Phase I Clinical Trials Program, Department of Investigational Cancer Therapeutics, The University of Texas MD Anderson Cancer Center, Houston, Texas 77030, USA.
Mol Cancer Ther. 2010 Dec;9(12):3410-9. doi: 10.1158/1535-7163.MCT-10-0516.
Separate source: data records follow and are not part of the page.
PR #8574, opened 2023-08-11
Doc fixes

Rachael-Graham:
Weekly doc fixes for main.


docs/content/_index.md
```diff
@@ -33,7 +33,7 @@ When we say Gloo Edge is a "next-generation" gateway, we mean that it was purpos
 ## Blogs & Demos
 
 * [Blog Articles](https://www.solo.io/blog/announcing-gloo-the-function-gateway/)
-* [Watch Gloo Edge Videos and Demos](https://www.youtube.com/playlist?list=PLBOtlFtGznBiN5dZmaYsP-VxoVxOdxsVq)
+* [Watch Gloo Edge Videos and Demos](https://www.youtube.com/watch?v=HEN8IHCOqSo&list=PLBOtlFtGznBgrbLwyrPNIsdXLuq-mqa6U)
```
jenshu, line 36: it seems this goes directly to a video. do we want to link to the entire playlist instead?
https://www.youtube.com/playlist?list=PLBOtlFtGznBgrbLwyrPNIsdXLuq-mqa6U
(also, there seem to only be 2 videos in that playlist, is that the right one?)

elcasteel (approved):

docs/content/_index.md
artberger: @jenshu yeah, I think I changed it to the video link in part because there were only 2 videos in the playlist, so it might make it seem fuller if they open to a video? and then there is the playlist from the video if they want. But happy to change the link to the playlist!

In terms of the right playlist, it is the Gloo Edge one featured on our YouTube landing page [here](https://www.youtube.com/@soloio_inc/playlists).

MPC-6827 (Azixa) is a small-molecule microtubule-destabilizing agent that binds to the same (or nearby) sites on β-tubulin as colchicine. This phase I study was designed to determine the dose-limiting toxicities (DLT), maximum tolerated dose (MTD), and pharmacokinetics (PK) of MPC-6827 in patients with solid tumors. Patients with advanced/metastatic cancer were treated with once-weekly, 1- to 2-hour intravenous administration of MPC-6827 for 3 consecutive weeks every 28 days (1 cycle). Dose escalation began with 0.3, 0.6, 1, and 1.5 mg/m(2), with subsequent increments of 0.6 mg/m(2) until the MTD was determined. A 3 + 3 design was used. Pharmacokinetics of MPC-6827 and its metabolite MPI-0440627 were evaluated. Forty-eight patients received therapy; 79 cycles were completed (median, 1; range, 1-10). The most common adverse events were nausea, fatigue, flushing, and hyperglycemia. The DLT was nonfatal grade 3 myocardial infarction at 3.9 mg/m(2) (1/6 patients) and at 4.5 mg/m(2) (1/7 patients). The MTD was determined to be 3.3 mg/m(2) (0/13 patients had a DLT). Five (10.4%) of the 48 patients achieved stable disease (Response Evaluation Criteria in Solid Tumors) for 4 months or greater. MPC-6827 has a high volume of distribution and clearance. Half-life ranged from 3.8 to 7.5 hours. In conclusion, MPC-6827 administered intravenously over 2 hours at a dose of 3.3 mg/m(2) once weekly for 3 weeks every 28 days was safe in patients with heavily pretreated cancer. Clinical trials with MPC-6827 and chemotherapy are ongoing.
MPC-6827(阿齐扎)是一种小分子微管蛋白稳定剂,与秋水仙碱结合在β-微管蛋白的相同(或附近)位置。这项 I 期研究旨在确定 MPC-6827 在实体瘤患者中的剂量限制毒性(DLT)、最大耐受剂量(MTD)和药代动力学(PK)。晚期/转移性癌症患者接受每周一次、1-2 小时静脉输注 MPC-6827,连续 3 周,每 28 天(1 个周期)一次。剂量递增从 0.3、0.6、1 和 1.5 mg/m2 开始,随后递增 0.6 mg/m2,直到确定 MTD。采用 3+3 设计。评估了 MPC-6827 及其代谢物 MPI-0440627 的药代动力学。48 例患者接受了治疗;完成了 79 个周期(中位数为 1;范围为 1-10)。最常见的不良反应是恶心、疲劳、潮红和高血糖。3.9mg/m2(1/6 例患者)和 4.5mg/m2(1/7 例患者)时出现非致命性 3 级心肌梗死为 DLT。确定 MTD 为 3.3mg/m2(13 例患者中无 DLT)。48 例患者中有 5 例(10.4%)达到了 4 个月或更长时间的稳定疾病(实体瘤反应评估标准)。MPC-6827 的分布容积和清除率较高。半衰期范围为 3.8 至 7.5 小时。总之,MPC-6827 以 3.3mg/m2 的剂量每周静脉输注 2 小时,每 28 天 3 周,在接受过多线治疗的癌症患者中是安全的。正在进行 MPC-6827 与化疗联合的临床试验。